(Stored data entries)
PR #1388, opened 2023-03-01
Left Hand Nav

kaitoo1:
## Description
This PR adds the Left Hand Nav to replace the Profile Dropdown menu in the navbar today.
Screen Shot 2023-03-02 at 0 04 57

### Structure
**Sidebar**
In the code, the Left Hand Nav is called "Sidebar".
`GlobalSidebar` is the sidebar container included in the Global Layout that contains various flavors of the sidebar such as  `StandardSidebar`. `StandardSidebar` contains all the functionality described in the spec for the Left Hand Nav. In the future, we might have other types of sidebars that are rendered instead of `StandardSidebar` inside `GlobalSidebar`.

**Sidebar Drawer**
`SidebarDrawerContext` controls the drawers that slide out of the sidebar. For this PR, the two drawers are "Notifications" and "Settings". The drawer acts very similar to the Modal component and can be opened and closed with `showDrawer` and `hideDrawer`, respectively from most places of the app. These actions take whatever component you want to display within the drawer, which allows us to re-use the components we displayed in the Notifications and Settings modal.
Screen Shot 2023-03-02 at 0 09 50

**Sidebar Icons/Buttons**
The sidebar contains clickable elements, which live in `SidebarIcon`. These can have Next Link navigation behavior or onClick handler behavior depending on the props passed. Some icons in the Left Hand Nav take the user to a different route, while others open the drawer (Notifications, Settings). The icon component also takes props that populate the tooltip.

Screen Shot 2023-03-02 at 0 07 35

### Responsiveness
The same sidebar component is displayed for both desktop and mobile. On Desktop, it is rendered on the left side of the screen and the drawers slide out to the right. On mobile, it is at the bottom and the drawers slide up.
**Position**
The sidebar should always be visible and fixed on both desktop and mobile, as confirmed with Design.

### Misc
Added the `useDetectOutsideClick` hook that triggers a callback if a click is detected outside the ref element.

Added all the icons we have to the components page so that it's easy to see which icons we already have in the repo.
Screen Shot 2023-03-01 at 23 38 38

## Test Cases
There's a lot of logic that was added or moved from the existing Nav. Below is a list of some notable cases and behaviors we want to ensure are present.

- [x] sidebar is added to all relevant routes
- [x] blue dot appears over notifications icon if there are unread items
- [x] blue notification dot disappears if notifications are read
- [x] sidebar icon has an active state (dark outline) if the drawer is open
- [x] tooltips on sidebar icons are not visible on mobile
- [ ] scrolling within the sidebar drawer doesn't scroll the page (this works if the drawer itself is scrollable - see known issues below)
- [x] drawer can be closed by clicking on the X or outside the drawer
- [x] opening another drawer while a drawer is already open doesn't trigger an animation. it just replaces the content
- [x] all existing places where we trigger the Settings Modal now trigger the Settings sidebar drawer
- [x] gallery.so/settings opens the Settings sidebar
- [ ] clicking edit Twitter handle on user profile opens the Settings sidebar
- [ ] x-browser compatibility - safari and firefox (haven't been able to sign in on safari and firefox to test yet)
- [x] pages without the sidebar look normal

### Known Issues
- [x] The drawers reset when they're closed, so if you load more notifications and close+re-open the drawer, you'll see the initial list of notifications. I think this is acceptable for now.
- [ ] same issue as above when clicking into "X and Y users viewed your gallery" notification, then going back to the Notifications view. It resets and you lose your scroll place
- [ ] If you attempt to scroll inside a drawer that is not scrollable because the content fits on the screen, this scrolls the whole page. This is because the `overscroll-behavior` css property only prevents scrolling outside the element if the element itself is scrollable


apps/web/src/contexts/globalLayout/GlobalNavbar/CollectionNavbar/CollectionNavbar.tsx
```diff
@@ -91,30 +87,27 @@ export function CollectionNavbar({ queryRef, username, collectionId }: Collectio
...
-                <SlashText>/</SlashText>
-
-                <CollectionNameText title={unescapedCollectionName}>
-                  {unescapedCollectionName}
-                </CollectionNameText>
-              </RightContentWrapper>
-            )
-          }
-        />
+        <Wrapper gap={4} align="center">
```
kaitoo1, line 90: The change here is removing `ProfileDropdown`, so we can now directly render what used to be `rightContent`

apps/web/src/contexts/globalLayout/GlobalNavbar/CollectionNavbar/CollectionNavbar.tsx
```diff
@@ -157,3 +155,10 @@ const MobileUsernameText = styled(Paragraph)`
 
   color: ${colors.shadow};
 `;
+
+const SlashText = styled(Paragraph)`
```
kaitoo1, line 159: moved `SlashText` from another file I deleted, bc this is the only place it's used now

apps/web/src/icons/CogIcon.tsx
```diff
@@ -1,22 +1,15 @@
...
-          stroke="black"
-          strokeMiterlimit="10"
-        />
-      </g>
-      <defs>
-        <clipPath id="clip0_997_14860">
-          <rect width="16" height="16" fill="white" />
-        </clipPath>
-      </defs>
+    <svg width="25" height="24" viewBox="0 0 25 24" fill="none" xmlns="http://www.w3.org/2000/svg">
```
kaitoo1, line 3: the old cog icon was too small. I confirmed we aren't using it anywhere else, so there should be no regressions

apps/web/src/icons/index.tsx
```diff
@@ -0,0 +1,82 @@
+import AlertIcon from './AlertIcon';
```
kaitoo1, line 1: pls advise if there's a way to automate this/ import+export all the icons from the directory at once

apps/web/pages/_/components.tsx
```diff
@@ -2,7 +2,10 @@ import React, { useState } from 'react';
 import styled from 'styled-components';
```
kaitoo1, line 2: this is the page that displays all icons on the same page for dev use

apps/web/src/components/Notifications/NotificationUserList.tsx
```diff
@@ -1,17 +1,18 @@
...
+import { NotificationUserListTitle } from '~/components/Notifications/NotificationUserListTitle';
 import { BackButton } from '~/contexts/globalLayout/GlobalNavbar/BackButton';
-import { useModalActions } from '~/contexts/modal/ModalContext';
+import { useDrawerActions } from '~/contexts/globalLayout/GlobalSidebar/SidebarDrawerContext';
 import { NotificationUserListModalQuery } from '~/generated/NotificationUserListModalQuery.graphql';
 
 import Loader from '../core/Loader/Loader';
+import { Notifications } from './Notifications';
 
 type NotificationUserListModalProps = {
```
kaitoo1, line 17: this is the component that shows the full list of users who viewed your gallery when you click on that notification.

main change here is to show the Notifications drawer upon clicking back instead of closing a modal.

apps/web/src/contexts/globalLayout/GlobalLayoutContext.tsx
```diff
@@ -249,40 +252,50 @@ const GlobalLayoutContextProvider = memo(({ children }: Props) => {
...
-                delay: NAVIGATION_TRANSITION_TIME_SECONDS,
-                duration: FADE_TRANSITION_TIME_SECONDS,
-              }}
-            >
-              <Suspense fallback={<FullPageLoader />}>{children}</Suspense>
-            </motion.div>
-          </AnimatePresence>
-        </GlobalLayoutActionsContext.Provider>
-      </GlobalLayoutStateContext.Provider>
+      <MainContentWrapper isSidebarPresent={isSidebarPresent}>
```
kaitoo1, line 260: the only change here is wrapping everything in `MainContentWrapper` which just adds extra whitespace on the left of the content to account for when the sidebar is present

apps/web/src/contexts/globalLayout/GlobalSidebar/AnimatedSidebarDrawer.tsx
```diff
@@ -0,0 +1,157 @@
+import { motion } from 'framer-motion';
```
kaitoo1, line 1: This is the sidebar drawer's equivalent of AnimatedModal

apps/web/src/components/Notifications/NotificationList.tsx
```diff
@@ -5,15 +5,15 @@ import styled from 'styled-components';
...
+import { SeeMore } from '~/components/Notifications/SeeMore';
 import { NotificationListFragment$key } from '~/generated/NotificationListFragment.graphql';
 import useExperience from '~/utils/graphql/experiences/useExperience';
 
 import { Notification } from './Notification';
 import { NotificationEmailAlert } from './NotificationEmailAlert';
 import { NotificationTwitterAlert } from './NotificationTwitterAlert';
 
-export const NOTIFICATIONS_PER_PAGE = 10;
+export const NOTIFICATIONS_PER_PAGE = 15;
```
kaitoo1, line 16: this fills the Notifications container better because it's full vh now

apps/web/src/contexts/globalLayout/GlobalSidebar/GlobalSidebar.tsx
```diff
@@ -1,17 +1,74 @@
...
+  const drawerState = useDrawerState();
+
+  if (!content) {
+    return null;
+  }
+
+  return (
+    <StyledGlobalSidebar>
+      <StyledGlobalSidebarContent>{content}</StyledGlobalSidebarContent>
+      <AnimatePresence>
```
tbezman, line 30: Any shot we can make this feel better? Everything is feeling so nice and this just throws my brain way off

[Screen Recording 2023-03-02 at 10.00.01 AM.mov](https://graphite-user-uploaded-assets-prod.s3.amazonaws.com/icIMHMJMNkXxGoH3BEkt/c541fb98-137e-42b7-a6df-bec25fb64aae/Screen%20Recording%202023-03-02%20at%2010.00.01%20AM.mov)

tbezman: I guess ideally they would transition at the same time. Right now it feels like two separate things are happening

apps/web/pages/[username]/[collectionId]/index.tsx
```diff
@@ -66,6 +68,7 @@ export default function CollectionGallery({ collectionId, username }: Collection
           <CollectionGalleryPage queryRef={query} username={username} />
         </>
       }
+      sidebar={<StandardSidebar queryRef={query} />}
```
Comment (tbezman) [inline apps/web/pages/[username]/[collectionId]/index.tsx:71]: I really appreciate the consistency in API. Thanks @kaitoo1 ❤️

apps/web/pages/_/components.tsx
```diff
@@ -82,18 +85,40 @@ export default function DesignPage() {
...
+            const Icon = icons[iconKey];
+            return (
+              <IconContainer key={iconKey} align="center" justify="center" gap={8}>
+                <Icon />
+                <BaseM color={colors.shadow}>{iconKey}</BaseM>
+              </IconContainer>
+            );
+          })}
+        </Examples>
+      </Section>
```
tbezman, line 102: ❤️

apps/web/src/components/Notifications/Notification.tsx
```diff
@@ -108,16 +107,16 @@ export function Notification({ notificationRef, queryRef }: NotificationProps) {
...
-      showModal({
+      showDrawer({
         content: (
           <NotificationUserListModal notificationId={notification.id} fullscreen={isMobile} />
         ),
-        isFullPage: isMobile,
-        hideClose: true,
-        isPaddingDisabled: true,
-        headerVariant: 'standard',
+        drawerName: 'notificationsUserList',
```
tbezman, line 118: Is there anyway we can make this type safe?

apps/web/src/components/Notifications/Notification.tsx
```diff
@@ -108,16 +107,16 @@ export function Notification({ notificationRef, queryRef }: NotificationProps) {
...
 
+  const { showDrawer } = useDrawerActions();
+
   const handleNotificationClick = useMemo((): NotificationClick => {
     function showUserListModal() {
-      showModal({
+      showDrawer({
         content: (
           <NotificationUserListModal notificationId={notification.id} fullscreen={isMobile} />
         ),
```
tbezman, line 117: It feels a little bit strange to have both a `name` and a `content` field. In my head it would be on or the other, like maybe you can infer `content` from the `drawerName` but I'm not sure. 

Are there cases where you show `notificationUserList` with different content?

apps/web/src/components/Notifications/NotificationUserList.tsx
```diff
@@ -37,7 +38,15 @@ export function NotificationUserListModal({
...
-  const { hideModal } = useModalActions();
+  const { showDrawer } = useDrawerActions();
+
+  const handleBackClick = useCallback(() => {
+    showDrawer({
+      content: <Notifications />,
+      headerText: 'Notifications',
+      drawerName: 'notifications',
+    });
+  }, [showDrawer]);
```
tbezman, line 49: Love this

apps/web/src/components/Notifications/useClearNotifications.tsx
```diff
@@ -23,11 +23,7 @@ export function useClearNotifications() {
         const connectionIds = [
           ConnectionHandler.getConnectionID(
             `client:Viewer:${userId}`,
-            'ProfileDropdownFragment_notifications'
-          ),
-          ConnectionHandler.getConnectionID(
-            `client:Viewer:${userId}`,
-            'ProfileDropdownContentFragment_notifications'
+            'StandardSidebarFragment_notifications'
```
tbezman, line 26: Good find, not easy to find this shit, I wish it was type safe some how

apps/web/src/contexts/globalLayout/GlobalNavbar/CollectionNavbar/CollectionNavbar.tsx
```diff
@@ -91,30 +87,27 @@ export function CollectionNavbar({ queryRef, username, collectionId }: Collectio
...
-                <CollectionNameText title={unescapedCollectionName}>
-                  {unescapedCollectionName}
-                </CollectionNameText>
-              </RightContentWrapper>
-            )
-          }
-        />
+        <Wrapper gap={4} align="center">
+          {isMobile ? null : (
+            <RightContentWrapper shrink gap={4}>
```
tbezman, line 92: I think we've got a little too much `Wrapper` business going on here. Maybe we can consolidate. 

We should at least rename `RightContentWrapper` since that's definitely confusing.

apps/web/src/contexts/globalLayout/GlobalSidebar/AnimatedSidebarDrawer.tsx
```diff
@@ -0,0 +1,157 @@
...
+    hideDrawer();
+  }, [hideDrawer]);
+
+  const handleDoneClick = useCallback(() => {
+    hideDrawer();
+  }, [hideDrawer]);
+
+  const isMobile = useIsMobileWindowWidth();
+
+  const motionSettings = useMemo(() => {
```
tbezman, line 58: nit: declaring a return type on the function inside the useMemo would get us better autocomplete inside the function

apps/web/src/contexts/globalLayout/GlobalSidebar/SidebarDrawerContext.tsx
```diff
@@ -0,0 +1,83 @@
...
+  headerText?: string;
+  drawerName: string;
+  showDoneFooter?: boolean;
+};
+
+type DrawerState = {
+  activeDrawer: ActiveDrawer | null;
+};
+
+const DrawerStateContext = createContext<DrawerState | undefined>(undefined);
```
tbezman, line 22: Should we have a discussion about splitting up all of our contexts into two? I don't think it's worth it and just adds extra complexity. I really don't think we'll take a perf hit if we don't do it.

apps/web/src/contexts/globalLayout/GlobalSidebar/SidebarDrawerContext.tsx
```diff
@@ -0,0 +1,83 @@
+import {
```
tbezman, line 1: Any reason to keep this separate from `GlobalLayoutContext`? Seems like they're related enough to just shove the state in there

apps/web/src/icons/index.tsx
tbezman: You could try this https://webpack.js.org/guides/dependency-management/#requirecontext but I haven't used it 🤷

apps/web/pages/_/components.tsx
jakzaizzat: This is so helpful 😍

apps/web/src/contexts/globalLayout/GlobalSidebar/SidebarDrawerContext.tsx
kaitoo1: will defer to you/ @Robinnnnn  @jakzaizzat  on this one since it seems like a larger decision!

apps/web/package.json
```diff
@@ -36,6 +36,7 @@
     "@types/relay-runtime": "^14.1.6",
     "@types/styled-components": "5.1.9",
     "@types/uuid": "^8.3.4",
+    "@types/webpack-env": "^1.18.0",
```
kaitoo1, line 39: needed this to do require.context

apps/web/src/contexts/globalLayout/GlobalSidebar/SidebarDrawerContext.tsx
```diff
@@ -0,0 +1,101 @@
...
+    throw new Error('Attempted to use DrawerActionsContext without a provider!');
+  }
+
+  return context;
+};
+
+type Props = { children: ReactNode };
+
+function isDrawerType(type: string): type is DrawerType {
+  console.log({ type });
```
kaitoo1, line 52: temporarily logging some stuff to debug why type guard returns false on preview deploy

apps/web/src/components/Notifications/Notification.tsx
tbezman: This is so much better. One last thing I'll say is using the `type` for the header text seems like it might break down quickly, but I'm fine with it for now.

apps/web/src/components/Notifications/Notifications.tsx
```diff
@@ -0,0 +1,115 @@
...
+            exit={{
+              opacity: 0,
+              x: subView
+                ? ANIMATED_COMPONENT_TRANSLATION_PIXELS_SMALL
+                : -ANIMATED_COMPONENT_TRANSLATION_PIXELS_SMALL,
+            }}
+            transition={{
+              ease: rawTransitions.cubicValues,
+              duration: FADE_TRANSITION_TIME_SECONDS,
+            }}
```
tbezman, line 82: This animation looks gorgeous. Good work dude

apps/web/src/components/Notifications/useClearNotifications.tsx
tbezman: Starting up a thread with some Relay folks about this

apps/web/src/contexts/globalLayout/GlobalSidebar/GlobalSidebar.tsx
tbezman: This is significantly better!!!

apps/web/src/contexts/globalLayout/GlobalSidebar/SidebarDrawerContext.tsx
tbezman: Fair enough. Let's keep it this way for now. Can revisit later.

tbezman (approved):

WORK TASK ->
Your answer should be the lines above, from the line containing "- [x] all existing" up to and including the line containing "- [x] pages without the sidebar look normal", reproduced exactly and with nothing else.

ANSWER SPACE ->
- [x] all existing places where we trigger the Settings Modal now trigger the Settings sidebar drawer
- [x] gallery.so/settings opens the Settings sidebar
- [ ] clicking edit Twitter handle on user profile opens the Settings sidebar
- [ ] x-browser compatibility - safari and firefox (haven't been able to sign in on safari and firefox to test yet)
- [x] pages without the sidebar look normal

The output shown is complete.